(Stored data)

PR #2584, opened 2025-01-15
fix(style): align xy axis style to borealis

markov00:
## Summary

This PR aligns the axis borealis colors for Cartesian charts.

Only ~970 VRT changes 😅, sorry about that but this changes all the axis colors.

**Note for reviewers:**
Is easy to just take a look at the changes in the first commit and just ignore the VRT changes.


markov00:
buildkite update screenshots

packages/charts/src/utils/themes/base_colors.ts
nickofthyme, line 1: Looks fine to me, I think we should clean this up at some point when we can point to an eui package for these values. I don't think that's possible rn.

PS I didn't check any of the screenshots 🤞🏼

nickofthyme (approved):
😱 😱 😱

Issue #800, opened 2018-01-13
Remove compiled assets from repository


tomzx:
Hello,

Is there a reason that compiled assets (`public/css/app.css`, `public/js/app.js`) as well as some fetched assets (`public/fonts/vendor/font-awesome/fontawesome-webfont.svg`, 
`public/fonts/vendor/octicons/build/octicons.svg`) part of the repository? As they are either compiled or fetched when you install/update monica, there is no reason those should be part of the repository and they should actually be included in the `.gitignore`.

Thoughts?

djaiss:
@tomzx technically they are not necessarily compiled if you install Monica, both locally or on a server. They just are if you run `npm run dev` or `npm run prod`. If we remove the compiled assets, we would force people to install node etc... while at the moment, they don't have to if they don't want to.

I think it's simpler that way. Moreover, it's also simpler for me so I don't need to compile them on the server 😀 But I'm open to the debate here.

tomzx:
The issue is that the git repository now contains those files and they are large, ~3MB for `app.css` and ~5MB for `app.js`. Now, I'm not complaining about the size in itself, as text is highly compressible, but it's generally a best practice not to commit anything that is generated.

If we want to make it easy for people to run it without requiring `npm`/`yarn`, then a better alternative would be to prepare a ready-to-use archive.

Finally, it begs the question "when should these files be commited?" Should they be only updated by the person preparing a release, or by anyone that modifies a file that will end up in `app.css`/`app.js`, or are they just updated "when someone feels like it"?

djaiss:
I agree that the current state of the repository is not clean. I hate having generated files inside git.

I think we should move forward with removing them from the repository and I would have to compile them on the server after each pull. I just need to figure out how 😀

tomzx:
Given that you use laravel, you could consider using [envoy](https://laravel.com/docs/5.5/envoy) to script your deployment. Or you could write a php script or a node.js script and call that after `git pull`.

djaiss:
@tomzx oh that's nice! I thought it was only available to the Envoyer subscribers!
Thanks for the reco, I'll check it out.

asbiin:
This is a duplicate of #136

PR #884, opened 2018-02-05
Build assets on travis and deploy them on bintray

asbiin:
Linked to issue #800.
Assets will be build and then deploy on bintray, only for tags versions.


docs/contribute/contribute.md
```diff
@@ -76,17 +76,19 @@ We've installed the development version with [Valet](https://laravel.com/docs/va
 
 Once the above softwares are installed (or if you've finished the installation of Homestead/Valet):
 
-1. `composer install` in the folder the repository has been cloned.
+1. `make build-dev` in the folder the repository has been cloned. This will run :
+    - `composer install` to install all packages.
+    - `npm install` to install all the front-end dependencies and tools needed to compile assets.
+    - `npm run dev` to compile js and css assets.
 1. `cp .env.example .env` to create your own version of all the environment variables needed for the project to work.
```
djaiss: It would be good to do `cp .env.example.env` and `php artisan key:generate` in the makefile as well.

asbiin: There is a `make install` command for that ;) Except for the `cp .env.example .env` command. I could add it if you insist :)

PR #898, opened 2018-02-14
Fix genders setup production

asbiin:
From a fresh installation, genders table are not set for the first register account/user.


asbiin:
[test]
capture
[id:AzCqkY2T46VLvoh]

asbiin:
@djaiss  thanks ! Except tests are KO 🤣

Issue #817, opened 2018-01-15
version.monica.com stil reporting 1.6.0?


tlwt:
I am running version 1.6.1 (in docker).

It displays that there is a newer version and suggests 1.6.0 (see screen shot below). I assume that version.monica.com is not updated yet to 1.6.1. 

Another fix may be to change the following line so it does not just check for NOT EQUAL but for LARGER.

https://github.com/monicahq/monica/blob/647e8fa4f8ef2fb9242f4ca0834618c26c1da975/resources/views/partials/check.blade.php#L5 

![monica](https://user-images.githubusercontent.com/8267086/34944749-1058a922-fa01-11e7-9b55-76297bff4dc4.png)

djaiss:
As a matter of fact, version.monicahq.com is updated to 1.6.1.
Can you run `php artisan monica:ping` and see if it fixes the problem?

tlwt:
yes, it does fix the problem.

djaiss:
Do you know if the cron that should do it every day is setup?

tlwt:
Would this be run as root? I did not find anything there.

```
~ # whoami
root
~ # crontab -l
# do daily/weekly/monthly maintenance
# min   hour    day     month   weekday command
*/15    *       *       *       *       run-parts /etc/periodic/15min
0       *       *       *       *       run-parts /etc/periodic/hourly
0       2       *       *       *       run-parts /etc/periodic/daily
0       3       *       *       6       run-parts /etc/periodic/weekly
0       5       1       *       *       run-parts /etc/periodic/monthly

~ # ls -Rt /etc/periodic/
/etc/periodic/:
15min    daily    hourly   monthly  weekly

/etc/periodic/15min:

/etc/periodic/daily:

/etc/periodic/hourly:

/etc/periodic/monthly:

/etc/periodic/weekly:
~ # 
```

djaiss:
I think you have to set it manually.

tlwt:
Even in the dockerized setup?

djaiss:
Do you still encounter the problem?

tlwt:
No - looks good to me

djaiss:
Thank you!

PR #906, opened 2018-02-17
Docker run real cron

### LINKED ISSUE #875: Docker image: Run real cron tasks
In docker/test-server.php:
```
while true; do
    sleep 60
    ${ARTISAN} schedule:run
done
```
We should try to run cron tasks otherwise.

asbiin:
Fix #875

Running cron to run `php artisan schedule:run`.
Fix some other docker conf.


asbiin:
This should close #817 as well.

PR #911, opened 2018-02-18
Tests with sqlite [wip]

asbiin:
Run tests with sqlite.
Actually tests are failling ...


asbiin:
This is not working. Sqlite support must be review from the beginning.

Brief –
Your answer must consist solely of the lines above between the line holding "Issue #817, opened 2018-01-15" and the line holding "It displays that", inclusive, copied exactly.

Reply to the exercise –
Issue #817, opened 2018-01-15
version.monica.com stil reporting 1.6.0?


tlwt:
I am running version 1.6.1 (in docker).

It displays that there is a newer version and suggests 1.6.0 (see screen shot below). I assume that version.monica.com is not updated yet to 1.6.1. 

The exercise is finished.